PR #688, opened 2020-09-17
Improve accessibility of the  profile page.

### LINKED ISSUE #590: Fix the order and arrangement of elements in the profile page
Currently, the profile page looks like this: 

Screenshot of profile page

The current issues are:

- Avatar is just described as "avatar"
- `input` (API key) not associated with any label
- `select` (language) not associated with any label
- The explanation about the avatar comes much later in the reading and tab orders than the element itself (due to the columns).

Other possible considerations:

- Are the avatars used anywhere?
  - If not many places, do we need them?
  - If many places, can we justify forcing every student to get a WordPress.com account to set one?
- "you must update them on your identity provider." is quite jargon-heavy and could be replaced with something much clearer, maybe identity-provider-specific with a fallback.

Related: https://apluslms.github.io/accessibility-audit/patterns/fixable-a/semantic-markup-and-sequences/

jaguarfi:
# Description

The profile.html template has some accessibility issues that are listed
primarily in issue #590. Therefore, the UI is updated in this PR, and the following changes are addressed:

1. The avatar is removed
3. Labels will be added to the API key and Language input fields.
4. The instructions about changing the avatar will be removed. It is not relevant to provide such information.
5. The navigation order will be fixed.
    a. Language selector
    b. Save Language button.
    c.  API Access Token field.
    d. API access Token copy - button.
    e. If there are LTI services with the automatic login option saved. The navigation will jump to the Forget buttons.

Based on the mockup proposed by @mtthwhggns I will propose a slightly modified version of it. 

Fixes #590

Desktop version

image

Mobile version

image

# Testing

The accessibility issues were tested with the WAVE plugin and the screen reader ChromeVox.

There is no need for updating any documentation.


raphendyr:
I think the "change" button is unclear about the fact that it leads out of the system, i.e, it's link to an external site. It could be enought to just add a glyph (and screen reader text) about this.

jaguarfi:
It's good to hear your suggestions @raphendyr 😃. So maybe we can use a tooltip and the screen reader text with the text "change avatar"

userprofile/templates/userprofile/profile.html
```diff
@@ -12,62 +12,60 @@
...
 <div class="row">
-    <div class="col-md-2">
-        <div class="thumbnail">
-            <img src="{{ profile.avatar_url }}" alt="avatar" />
-        </div>
-        <dl>
-            {% trans "[Missing]" as miss %}
-        	  <dt>{% trans "Student ID" %}</dt>
+    <div class="col-md-offset-2 col-xs-10 col-md-3">
+		<h2>Personal Information:</h2>
```
Mankro, line 35: The issue #590 already had a reason for separating the user data stored in A+ and the data from the identity provider. I prefer that approach.

userprofile/templates/userprofile/profile.html
```diff
@@ -12,62 +12,60 @@
...
+			</a>
+		</div>
+		<h1>
+			{% if user.first_name or user.last_name %}
+			{{ user.first_name }} {{ user.last_name }}
+			{% else %}
+			{% trans "[Unknown name]" %}
+			{% endif %}
+		</h1>
+		<h3 style="margin-top: -10px;" class="text-muted">{% firstof user.username miss %}</h3>
```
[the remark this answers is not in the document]
Mankro: The variable `miss` is not yet defined at this point so I think it will always render the empty string here. The variable could be defined earlier in the code or you can use a literal string parameter in the `firstof` tag.

userprofile/templates/userprofile/profile.html
```diff
@@ -12,62 +12,60 @@
...
-						</div>
-					</div>
-				</form>
-			</dd>
-        </dl>
+			<dd>{% firstof user.username miss %}</dd>
+		</dl>
+		<form class="form-inline profile-form">{% csrf_token %}
+			<div class="form-group">
+			  <label for="apiAccessToken">{% trans "API Access Token" %}</label>
```
Mankro, line 47: Have we used camelCase `apiAccessToken` or hyphenated `api-access-token` style in HTML ids before?

Hyphens are used in the style guide: https://apluslms.github.io/contribute/styleguides/html/

Mankro (changes requested):
Comments below. Your desktop screenshot shows wide horizontal margins in the page. Where did that come from since the Bootstrap3 `container-fluid` is used?

userprofile/templates/userprofile/profile.html
```diff
@@ -12,62 +12,60 @@
...
-        {% if user.first_name or user.last_name %}
-        {{ user.first_name }} {{ user.last_name }}
-        {% else %}
-        {% trans "[Unknown name]" %}
-        {% endif %}
-    </h1>
+<div class="row">
+	<div class="col-md-offset-2 col-md-2 page-header">
+		<div class="gravatar">
+			<a href="http://gravatar.com" target="_blank" rel="noopener noreferrer">
```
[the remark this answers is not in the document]
jaguarfi: I can remove it. However, I would like to argue that I do not know a single website that does not provide an avatar or profile picture. I am sure that there is not much value added by this feature, but it seems to be a standard. Do we really want to remove the icon/picture?

Regarding the wide margins, I added the `col-md-offset-2` property. If you visit websites such as GitHub, Facebook,  StackOverflow, among many others, you can see that when the content is shown in really wide screens the page make use of wide margins and centred content. If I am correct, that will improve the readability for certain users. Of course, if they use the zoom the text will adapt and the margins will be removed.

--

INSTRUCTIONS FOR THE TASK
The required output is a copy of each line in the records where the string "raphendyr" occurs.

EXERCISE RESULT
raphendyr:
It's good to hear your suggestions @raphendyr 😃. So maybe we can use a tooltip and the screen reader text with the text "change avatar"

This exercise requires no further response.